• Article
  • Sep 16 2020

UK Physics, Engineering Team Uses AI to Study Galaxy Clusters

Image of galaxy clusters are the largest known gravitationally-bound structures in the universe.

Yuanyuan Su, an assistant professor in the University of Kentucky College of Arts and Sciences' Department of Physics and Astronomy, is finding new ways to analyze images of our universe.

“There are two milestones in the history of modern astronomy,” Su said. “The first was to put cameras on telescopes. Instead of sketching them, we can now take pictures of celestial objects. Astronomy thus develops from being subjective to objective. The second was to put telescopes in space, allowing us to look at the high energy (X-ray and gamma ray) part of the universe. We can understand the physics behind astronomical phenomena with their high energy properties. Astronomy becomes astrophysics.”
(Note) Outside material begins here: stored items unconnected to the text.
PR #5929, opened 2024-11-25
TVL for Taiko, add SolvBTC

lorenz234:
We noticed that the TVL for Taiko is off by a factor of approximately 2x because the token SolvBTC is not being tracked.

I’ve added it as natively minted on Taiko. However, there also appears to be a bridged version with around $9M in TVL, which I’m unsure how to add. (Source: [Avalon Finance](https://app.avalonfinance.xyz/?marketName=proto_taiko_v3))

I hope we can get this in, so the TVL is more accurate. Thanks!

### DIFF
--- a/packages/config/src/tokens/tokens.jsonc
+++ b/packages/config/src/tokens/tokens.jsonc
@@ -4586,6 +4586,12 @@
       "supply": "totalSupply",
       "excludeFromTotal": true,
       "coingeckoId": "tether"
+    },
+    {
+      "symbol": "solvBTC",
+      "address": "0x541fd749419ca806a8bc7da8ac23d346f2df8b77",
+      "source": "native",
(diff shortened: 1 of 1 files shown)


lorenz234:
We looked through and found some more tokens that are missing and would add significantly to the TVL
https://docs.google.com/spreadsheets/d/1xNykt2DyFfcN2KrmKz8O7BouVIjGcjMnVG2X1jo6Itg/edit?usp=sharing

sekuba:
heyoo, tokens can be added as [described here](https://github.com/l2beat/l2beat/blob/main/CONTRIBUTING.md#add-tokens-to-a-project) or via our [token request form](https://forms.gle/fQFsC5g1LgG5z12T7) :)

for now i am adding solv  tokens to taiko at #5933

PR #6122, opened 2024-12-13
chore: fix boolean typo

majorteach:


sz-piotr:
This doesn't affect anything - the test doesn't rely on it not being a typo, this doesn't show up anywhere, no need to fix

PR #6136, opened 2024-12-16
Use ProjectService in getScalingRiskEntry

sz-piotr:


packages/config/src/projects/project/Project.ts
```diff
@@ -11,18 +13,60 @@ export interface Project {
...
+  daLayer: string
+  stage: string
+  purposes: string[]
+}
+
+export interface ProjectScalingRisks {
+  self: ScalingProjectRiskView
+  host: ScalingProjectRiskView | undefined
+  stacked: ScalingProjectRiskView | undefined
+}
```
torztomasz, line 64: maybe better to use union?
```suggestion
export type ProjectScalingRisks = {
  type: 'single'
  self: ScalingProjectRiskView
} | {
  type: 'multiple'
  host: ScalingProjectRiskView
  stacked: ScalingProjectRiskView
}
```

packages/frontend/src/server/features/scaling/get-common-scaling-entry.ts
```diff
@@ -102,11 +166,11 @@ export function getCommonScalingEntry({
   }
 }
 
-function getStageOrder(stage: StageConfig | undefined): number {
-  if (stage?.stage === 'Stage 2' || stage?.stage === 'Stage 1') {
+function getStageOrder(stage: string | undefined): number {
```
torztomasz, line 169: can't we have it as StageConfig? I would prefer to have the checks below typesafe

torztomasz (approved):

packages/config/src/projects/project/Project.ts
sz-piotr: I errored on the ease of use. Also when I was writing there was this edge case of a project having stacked risks but no host risks. After removing hostChain = multiple this is no longer the case so maybe union? But then it's harder to use.

packages/frontend/src/server/features/scaling/get-common-scaling-entry.ts
sz-piotr: I'm going to make another PR where I make some of those small things cleaner

PR #6160, opened 2024-12-17
chore: fix 404 status URL

linchizhen:


mateuszradomski:
These URLs are not shown anywhere. These files are shapes and cannot be modified.

PR #6180, opened 2024-12-17
chore:spellchecker for *.md

argentpapa:
- Due to the large number of spelling errors requiring correction, manual filtering of false positives is needed in addition to tool checks.  Currently, errors are being corrected by file type. 
- It is then suggested to add checks to GitHub Actions to address incremental issues. ref:https://github.com/codespell-project/actions-codespell


mateuszradomski:
Changes in `docs.md` are bad. We are not going to be changing `diffHistory.md` files as it's a capsule to track changes when they happened and it's internal only.

PR #6182, opened 2024-12-18
Add zytron to L3s.

fryingcakemaster:


sekuba:
heyo thanks for the PR! the TVL of zytron is very low and all [rollup contracts are unverified](https://lineascan.build/address/0x30f7623dcbdc41351fcbd3068d04b9917d5957fa#code) on lineascan. we can revisit this pr if they are verified in the future and the TVL has increased.

PR #6099, opened 2024-12-12
Update Summary page charts

maciekzygmunt:
Resolves L2B-8503 L2B-8588

PR #6187, opened 2024-12-18
Round UOPS labels 

torztomasz:
This PR makes sure that UOPS are rounded if all UOPS labels do not have fraction part


maciekzygmunt (changes requested):
LGTM, but I would wait with it for https://github.com/l2beat/l2beat/pull/6099 to be merged as it introduces new activity recategorized chart.

maciekzygmunt (approved):

PR #6226, opened 2024-12-23
Add Hyperliquid (full)

lucadonnoh:


luke7211 (approved):

packages/config/src/projects/layer3s/hyperliquid.ts
```diff
@@ -0,0 +1,181 @@
...
+  display: {
+    name: 'Hyperliquid',
+    slug: 'hyperliquid',
+    description:
+      'Hyperliquid is a performant exchange on Arbitrum, utilizing a custom consensus algorithm called HyperBFT.',
+    purposes: ['Exchange'],
+    category: 'Other',
+    reasonsForBeingOther: [
+      REASON_FOR_BEING_OTHER.NO_PROOFS,
+      REASON_FOR_BEING_OTHER.SMALL_DAC,
```
sekuba, line 71: wouldn't we use `REASON_FOR_BEING_OTHER.NO_DA_ORACLE` here because there are no commitments?

lucadonnoh: yeah there is nothing so it’s basically the same, but signatures get actually verified and they can be seen as an oracle for something. idk doesn’t matter imo

PR #6228, opened 2024-12-23
SKALE IMA: new tokens added

manuelbarbas:
### Developer: Manuel Barbas from SKALE Network

This PR aims to update the tokens being tracked by L2Beat on the SKALE IMA Bridge page.

The tokens were both added to `tokens.jsonc` and `skaleIMA.ts`. 

However when running `pnpm tokens` command I got the error `WARN [ RetryHandler ] Scheduling retry  { attempt: 1, delay: 1 }` until it throws the error `Error: HTTP error: 401 Unauthorized`. 

I'm probably missing the API key


radinat:
The changes were made as part of #6288 - now all tokens should be automatically fetched. Thanks for reporting it!

PR #6237, opened 2024-12-26
"the"

Vikt0rPavlik:
The documentation contained a duplicated word "the" which impacts readability and professionalism of the codebase. This small but important fix:


mateuszradomski:
These files are 1-1 copies from source code submitted to Etherscan. We can't change anything in there since it's the basis of our shape matching.

PR #6239, opened 2024-12-26
add COW,DODO,Ondo,Puffer,Usual and some wormhole wrapped tokens

clar:


sekuba:
some tokens from this pr will be added in #6275

for the wormhole tokens, they do not seem to be bridged to any L2 using canonical bridges? so adding them would not have any effect..

sekuba:
oh i see they are for degate bridge sry, will look into the others!

PR #6248, opened 2025-01-01
Add DataDance as coming soon project

ian9403:


radinat:
@ian9403 does the project have a testnet and a bridge interface where we can access it from? We're starting to enforce new requirements for the upcoming projects and one of them is to have a testnet available. If there's not one yet, I'd suggest to close the PR and reopen it once the project is live on testnet.

PR #6254, opened 2025-01-02
Fix activity with stage sorting on

torztomasz:
Resolves L2B-8631


radinat:
@torztomasz On the production build Ethereum is ranked 5th but is placed on the top, I think we should either keep the logic we currently have live until we have the dividers, or remove the rank number for Ethereum (replace with -)

One thing to discuss (if not discussed already) - wouldn't it be better to sort within the groups? Looking at the staging preview, it's a bit confusing that a project with larger Past day UOPS has higher number

sz-piotr (approved):

PR #9414, opened 2025-09-25
[L2B-11875] Add logic to update TokenMetadata on BE start

maciekop-l2b:


packages/backend/src/modules/tvs/TvsModule.ts
```diff
@@ -239,7 +240,9 @@ export function initTvsModule({
     valueIndexers.push(projectValueIndexer)
   }
 
+  const tvsProjects = config.tvs.projects
   const start = async () => {
+    await updateTokenMetadata(tvsProjects, db, logger)
```
torztomasz, line 245: why not inlined?

maciekop-l2b: because it complains about `config.tvs` being of type `TvsConfig | false`. We do check for `false` on top but `start` function closure does not propagate it

PR #9422, opened 2025-09-25
Fix BlockIndexer dropping logs

sz-piotr:


packages/backend/src/modules/block-sync/BlockSyncModule.ts
```diff
@@ -50,7 +50,6 @@ export function createBlockSyncModule({
       parents: [blockNumberIndexer],
       blockProcessors: blockProcessors.filter((x) => x.chain === chain),
       source: chain,
-      mode: 'CONTINUOUS',
```
antooni, line 53: after this PR we will have only CONTINUOUS mode?

packages/backend/src/modules/block-sync/BlockIndexer.ts
```diff
@@ -34,16 +32,9 @@ export class BlockIndexer extends ManagedChildIndexer {
 
   override async update(from: number, to: number): Promise<number> {
     let adjustedFrom = from
-    if (
-      adjustedFrom !== to &&
-      (from === this.$.minHeight || this.$.mode === 'LATEST_ONLY')
-    ) {
+    if (adjustedFrom !== to && from === this.$.minHeight) {
```
antooni, line 35: shouldn't we delete this whole block of code given that we remove latest mode?

packages/backend/src/modules/block-sync/BlockIndexer.ts
```diff
@@ -55,31 +46,42 @@ export class BlockIndexer extends ManagedChildIndexer {
...
+    const [blocks, logs] = await Promise.all([
+      Promise.all(
+        blockNumbers.map((n) =>
+          this.$.blockProvider.getBlockWithTransactions(n),
+        ),
+      ),
+      this.$.logsProvider.getLogs(adjustedFrom, adjustedTo),
+    ])
+    const consistentBlocks = onlyConsistent(blocks, logs)
+    if (consistentBlocks.length === 0) {
```
antooni, line 67: shouldn't we check that `consistentBlocks.length !== blocks.length` ?

packages/backend/src/modules/block-sync/BlockSyncModule.ts
sz-piotr: Nobody ever used the other mode, I see no reason to support it

packages/backend/src/modules/block-sync/BlockIndexer.ts
sz-piotr: No, because this code ensures that we do not sync the entire history

packages/backend/src/modules/block-sync/BlockIndexer.ts
sz-piotr: No, the idea of this part of the code is that it can be less than blocks.length and we can still proceed up to that point

PR #9426, opened 2025-09-25
Upgrade Bridges Dashboard main page

antooni:


packages/database/src/repositories/BridgeMessageRepository.ts
```diff
@@ -83,31 +89,72 @@ export class BridgeMessageRepository extends BaseRepository {
...
+        sql<number>`percentile_cont(0.5) within group (order by duration)`.as(
+          'medianDuration',
+        ),
+      ])
+      .where('srcChain', 'is not', null)
+      .where('dstChain', 'is not', null)
+      .groupBy(['type', 'srcChain', 'dstChain'])
+      .execute()
+
+    return overallStats.map((overall) => ({
```
sz-piotr: There shouldn't be any business logic in repositories

PR #9434, opened 2025-09-26
Fix cctp match, add srcChain and dstChain to Mayan

luke7211:


packages/backend/src/modules/bridges/plugins/mayan-swift.ts
```diff
@@ -38,10 +49,43 @@ export class MayanSwiftPlugin implements BridgePlugin {
       })
     }
 
+    const abi =
```
sz-piotr, line 52: The code that follows is absolutely horrible and I'm only approving it with the idea that it will be refactored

Su and her team are now helping to achieve another milestone in modern astronomy.

“AI-based techniques are being applied to fully utilize the large astronomy datasets from the ongoing and future multi-wavelength surveys,” she said.

Su studies the hot plasma spaces in between galaxies, called the intracluster medium, using space X-ray telescopes. She is collaborating with Nathan Jacobs, Yu Zhang and Gongbo Liang at the Department of Computer Science in the UK College of Engineering to find a way of using techniques from machine learning and computer vision — to analyze astronomy images.
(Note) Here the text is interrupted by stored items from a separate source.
PR #9445, opened 2025-09-26
Token Database

adamiak:
Resolves L2B-11568

### DIFF
--- a/packages/database/prisma/schema.prisma
+++ b/packages/database/prisma/schema.prisma
@@ -439,3 +439,48 @@ model EcosystemToken {
   @@id([projectId, coingeckoId, configurationId])
   @@index([projectId])
 }
+
+model AbstractToken {
+  id                        String    @db.Char(6)
+  issuer                    String?   @db.VarChar(255)
+  symbol                    String    @db.VarChar(255) 
+  category                  String    @db.VarChar(255)
+  iconUrl                   String?   @db.VarChar(255)
+  coingeckoId               String?   @db.VarChar(255)
+  coingeckoListingTimestamp DateTime? @db.Timestamp(6)
+  comment                   String?   @db.Text
+
+  deployedTokens            DeployedToken[]
+
+  @@id([id])
+}
+
+model DeployedToken {
+  id                  String            @db.VarChar(255)
+  abstractTokenId     String?           @db.Char(6)
+  symbol              String            @db.VarChar(255) 
+  decimals            Int
+  deploymentTimestamp DateTime          @db.Timestamp(6)
+  
+  abstractToken       AbstractToken?    @relation(fields: [abstractTokenId], references: [id], onDelete: Restrict)
+  connectionsFrom     TokenConnection[] @relation("TokenConnection_tokenFrom")
+  connectionsTo       TokenConnection[] @relation("TokenConnection_tokenTo")
+  
+  @@id([id])
+  @@index([abstractTokenId])
+}
+
+model TokenConnection {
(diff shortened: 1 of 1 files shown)


packages/token-service/src/commands.ts
```diff
@@ -0,0 +1,44 @@
...
+
+export interface AddAbstractTokenCommand {
+  type: 'AddAbstractTokenCommand'
+  record: AbstractTokenInsertable
+}
+
+export interface UpdateAbstractTokenCommand {
+  type: 'UpdateAbstractTokenCommand'
+  before: AbstractTokenInsertable
+  update: AbstractTokenUpdate
```
torztomasz: maybe like this?
```suggestion
  before: AbstractTokenInsertable
  after: AbstractTokenUpdate
```

packages/token-service/src/intents.ts
```diff
@@ -0,0 +1,42 @@
...
+  | DeleteAllDeployedTokensIntent
+
+export interface AddAbstractTokenIntent {
+  type: 'AddAbstractTokenIntent'
+  record: AbstractTokenInsertable
+}
+
+export interface UpdateAbstractTokenIntent {
+  type: 'UpdateAbstractTokenIntent'
+  update: AbstractTokenUpdate
```
torztomasz: same here, if `Add` has record, then maybe here it should be record too?

packages/token-backend/src/planning.ts
```diff
@@ -0,0 +1,193 @@
...
+
+function planDeleteAllDeployedTokens(
+  intent: DeleteAllDeployedTokensIntent,
+): Command[] {
+  return [
+    {
+      type: 'DeleteAllDeployedTokensCommand',
+    },
+  ]
+}
```
torztomasz, line 192: maybe we should have `/plans` directory and every plan should be a single file? Would be readable as hell imo

torztomasz (changes requested):

packages/token-backend/src/planning.ts
adamiak: I guess it's a matter of opinion. For such tiny functions I prefer them in one file, but as they grow we might want to split into separate files.

packages/database/src/repositories/AbstractTokenRepository.ts
```diff
@@ -1,19 +1,13 @@
...
-  type AsInsertable,
-  type AsSelectable,
-  type AsUpdate,
-  toRecord,
-} from '../utils/typeUtils'
 
-export type AbstractTokenInsertable = AsInsertable<AbstractToken>
-export type AbstractTokenSelectable = AsSelectable<AbstractToken>
-export type AbstractTokenUpdate = AsUpdate<AbstractToken, 'id'>
+export type AbstractTokenRecord = Selectable<AbstractToken>
```
torztomasz: we need to return UnixTime

packages/database/src/repositories/DeployedTokenRepository.ts
```diff
@@ -1,70 +1,64 @@
...
 
     return Number(result.numUpdatedRows)
   }
 
   async findByChainAndAddress(
-    chain: string,
-    address: string,
-  ): Promise<DeployedTokenSelectable | undefined> {
-    const result = await this.db
+    pk: DeployedTokenPrimaryKey,
```
torztomasz, line 72: never seen this pattern in our db, im fine with it but usally we just do chain:string, address: string

PR #9446, opened 2025-09-26
Fix dead links and harden external references across docs

prestoalvarez:
Replaced dead external links


radinat:
The provided link doesn't work

PR #9448, opened 2025-09-27
Update links in zkswap2.ts

eeemmmmmm:
Update website/bridge/twitter


radinat:
ZKBase is a different product and the ZKSwap page is already archived, so it doesn't have to be updated.

PR #9461, opened 2025-09-29
Add chain info to Events Dashboard

antooni:


packages/backend/src/modules/bridges/BridgeBlockProcessor.ts
```diff
@@ -26,17 +26,25 @@ export class BridgeBlockProcessor implements BlockProcessor {
...
+      for (const logToDecode of toDecode) {
         try {
           const event = await plugin.capture?.(logToDecode)
           if (event) {
-            events.push(event)
+            pluginEvents.push(event)
           }
         } catch (e) {
-          this.logger.error(e)
+          this.logger.tag({ project: plugin.name }).error(e)
```
sz-piotr:
```suggestion
          this.logger.error(e, { project: plugin.name })
```

packages/backend/src/modules/bridges/BridgeMatcher.ts
```diff
@@ -122,7 +122,7 @@ export async function match(
         try {
           result = await plugin.match?.(event, db)
         } catch (e) {
-          logger.error(e)
+          logger.tag({ project: plugin.name }).error(e)
```
sz-piotr: same here

PR #9465, opened 2025-09-29
Public API setup

torztomasz:


packages/public-api/src/OpenApi.ts
```diff
@@ -0,0 +1,306 @@
...
+      },
+      // TODO: add proper server url
+      servers: [{ url: 'http://localhost:3000' }],
+      tags: [
+        {
+          name: 'projects',
+          description:
+            'Endpoints for listing projects and retrieving detailed information about individual projects.',
+        },
+      ] satisfies { name: Tags; description: string }[],
```
sz-piotr: Maybe this could go in the constructor?

sz-piotr (approved):

packages/public-api/src/OpenApi.ts
torztomasz: had the same feeling, will do that

PR #9471, opened 2025-09-30
Add comparison for Interop

antooni:
image

Resolves L2B-11840


packages/backend/src/modules/bridges/BridgeComparator.ts
```diff
@@ -0,0 +1,74 @@
...
+    runCompare()
+    this.logger.info('Started')
+  }
+
+  async compare() {
+    await Promise.all(
+      this.plugins.map(async (plugin) => {
+        const items = await plugin.getExternalItems()
+
+        await new Promise((resolve) => setTimeout(resolve, this.waitingTimeMs))
```
sz-piotr: 1. Error handling. The current setup will be a nightmare to debug
2. I would do two different loops. One for getting the external items and one for checking. Then you don't have this setTimeout.

packages/backend/src/modules/bridges/BridgeModule.ts
```diff
@@ -46,15 +47,24 @@ export function createBridgeModule({
 
   const bridgeRouter = createBridgeRouter(db, config.bridges, processors)
 
+  const comparisonPlugins = createBridgeComparisonPlugins()
+
+  const bridgeComparator = new BridgeComparator(db, comparisonPlugins, logger)
+
   const bridgeCleaner = new BridgeCleaner(bridgeStore, db, logger)
 
+  console.log('here')
```
sz-piotr: not here

packages/backend/src/modules/bridges/compare/across.ts
```diff
@@ -0,0 +1,52 @@
...
+  types = ['across.Swap']
+
+  async getExternalItems(): Promise<BridgeExternalItem[]> {
+    const response = await fetch(
+      'https://explorer.range.org/transactions?max=100000000&b=across&sn=eth,base,arb1,oeth&dn=eth,arb1,base,oeth&tt=CROSSCHAIN&l=100',
+    )
+    const htmlContent = await response.text()
+
+    const detailedPairRegex =
+      /\\"sender_network\\":\\"([^\\"]*)\\".+?\\"sender_tx_hash\\":\\"([^\\"]*)\\".+?\\"sender_amount\\":([^,}]+).+?\\"sender_symbol\\":\\"([^\\"]*)\\".+?\\"receiver_network\\":\\"([^\\"]*)\\".+?\\"receiver_tx_hash\\":\\"([^\\"]*)\\".+?\\"receiver_amount\\":([^,}]+).+?\\"receiver_symbol\\":\\"([^\\"]*)\\"/g
```
sz-piotr: 😱  There has to be a better way

packages/database/src/repositories/BridgeMessageRepository.ts
```diff
@@ -133,6 +133,36 @@ export class BridgeMessageRepository extends BaseRepository {
     }))
   }
 
+  async getExistingItems(
+    items: {
+      srcTxHash: string
+      dstTxHash: string
+    }[],
```
sz-piotr: we're ignoring the chains? Maybe if we want a simple find we can even have one list of hashes?

antooni: we can include chains, but at the same time pair of hashes is unique enough

packages/backend/src/modules/bridges/BridgeComparator.ts
```diff
@@ -0,0 +1,113 @@
...
+            this.logger.warn(`Plugin for ${plugin.name} failed`, error)
+            return null
+          }
+        }),
+      )
+    ).filter((x) => x != null)
+
+    this.logger.info('Setting timeout...', { timeout: this.config.timeoutMs })
+    // This timeout is needed to make sure our backend indexes latest events
+    await new Promise((resolve) => setTimeout(resolve, this.config.timeoutMs))
```
sz-piotr: Again, I'd have a separate time loop. So one loop for getting the hash pairs and another for checking.
When you find a pair you remember the hashes but also remember the time.
When you check the pairs and you find matching ones you just remove them from the list of remembered.
After checking if there are leftover found pairs with age > 5/10 mins then alert

packages/backend/src/modules/bridges/BridgeComparator.ts
```diff
@@ -0,0 +1,129 @@
...
+    })
+
+    for (const [plugin, { items, type }] of Object.entries(this.pluginData)) {
+      if (items.length === 0) return
+      if (items.length === 0) continue
+
+      const records =
+        type === 'message'
+          ? await this.db.bridgeMessage.getExistingItems(items)
+          : await this.db.bridgeTransfer.getExistingItems(items)
```
sz-piotr: You can simplify this by not looping over plugins. Every plugin just collects items to the same list and tags them with plugin name. Then compare just gets all items.

Furthermore you can simplify this again by modifying the db query from `(from = a and to = b) or (from = c and to = d)` to `from in (a, c) and to in (b, d)`. There should be almost no false positives.

Then instead of doing `find` you can precompute a set from the existing items by concatenating `srcTxHash` and `dstTxHash` together to form the string in the set. After you create the set it's trivial to loop over and you avoid N^2 comparisons.

sz-piotr (approved):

This project stems from Su’s primary research, which is the study of galaxy clusters.

“Galaxies in our universe do not distribute uniformly in space,” Su said. “They tend to be clustered together. Clusters of galaxies are the largest and most massive gravitationally bound objects in the universe. The study of galaxy clusters has impacts on cosmology and many aspects of astrophysics.”

The team has used a deep neural network to extract information on the population and evolution of galaxy clusters from their X-ray images, which yield results superior to using conventional approaches.
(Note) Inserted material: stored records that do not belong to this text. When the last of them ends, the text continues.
PR #9500, opened 2025-10-02
Improve stages section alignments

maciekzygmunt:
Resolves L2B-11983

### DIFF
--- a/packages/frontend/src/components/projects/sections/StageSection.tsx
+++ b/packages/frontend/src/components/projects/sections/StageSection.tsx
@@ -196,7 +196,7 @@ export function StageSection({
                   {missingForLabel.length === 0 ? (
                     <div className="flex flex-col gap-3 md:flex-row">
                       <div className="flex items-center gap-2 font-bold">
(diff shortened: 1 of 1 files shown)


packages/frontend/src/components/projects/sections/StageSection.tsx
```diff
@@ -6,11 +6,11 @@ import type {
 } from '@l2beat/config'
 import { UnderReviewBadge } from '~/components/badge/UnderReviewBadge'
 import {
-  Accordion,
-  AccordionContent,
-  AccordionItem,
-  AccordionTrigger,
-} from '~/components/core/Accordion'
```
torztomasz, line 13: why change to collapsible?

torztomasz (changes requested):
Image

Code looks good but it still looks misaligned

packages/frontend/src/components/projects/sections/StageSection.tsx
maciekzygmunt: We are chainging design to our collapible component:

PR #9504, opened 2025-10-02
Add plugin name to Bridges DB tables

antooni:
Resolves L2B-11987


packages/backend/src/modules/bridges/plugins/types.ts
```diff
@@ -94,6 +97,7 @@ export function createBridgeEventType<T>(
     type,
     create(ctx: BridgeEventContext, payload: T): BridgeEvent<T> {
       return {
+        plugin: type.split('.')[0],
```
sz-piotr: No. This information should be added later in the thing that calls capture/match not here

sz-piotr (approved):

PR #12695, opened 2026-08-28
Prepare liveness grouping for the 'none' sentinel

vilcht:
## Stack

1. #12691 — backend dedupe for multi-call transactions
2. 👉 **this PR** — database transition for the `'none'` sentinel
3. #12696 — liveness primary key per grouping key (stacked on this PR)

## Why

The algorithm is run on high-performance computing clusters operated by the Center for Computational Sciences at UK.

“Such neural networks were originally developed for classifying consumer photographs based on their image content,” said Jacobs, who is an associate professor of computer science and director of the Multimodal Vision Research Laboratory. “I find it exciting to adapt these techniques to address practical problems and basic scientific questions.” 

“I am glad I can apply my knowledge about deep learning in the astrophysics domain,” said Liang, who is a doctoral candidate in the Department of Computer Science. “I really enjoy this project, and I become more and more interested in astronomy and cosmology.”

Their work was published this week by the Monthly Notices of the Royal Astronomical Society. 

Su came to UK last year, after serving as a postdoctoral fellow at the Harvard-Smithsonian Center for Astrophysics.

"My office (at Harvard) was next to ‘the great refractor,’ probably the first telescope that took photographs,” Su said. “Annie Jump Cannon, and many other women astronomers, used it to classify the stars."

Su became interested in astrophysics at a young age. However, her path to becoming an astrophysicist wasn’t always smooth.

“When I was in school, it wasn’t considered an ideal path for girls to study physics,” Su said. “I felt isolated and doubted my choice when I became the only female physics major in my class. But I was fortunate to get to know great women scientists in my career. I have been deeply influenced and encouraged by them.”  

Over the last two years, Su has become not only a professor, but a mother as well.

“I want to be a female role model for my students and my baby girl,” Su said. “I am so glad to be at UK. I am grateful for talented colleagues, hard-working students, and I found my collaborators.”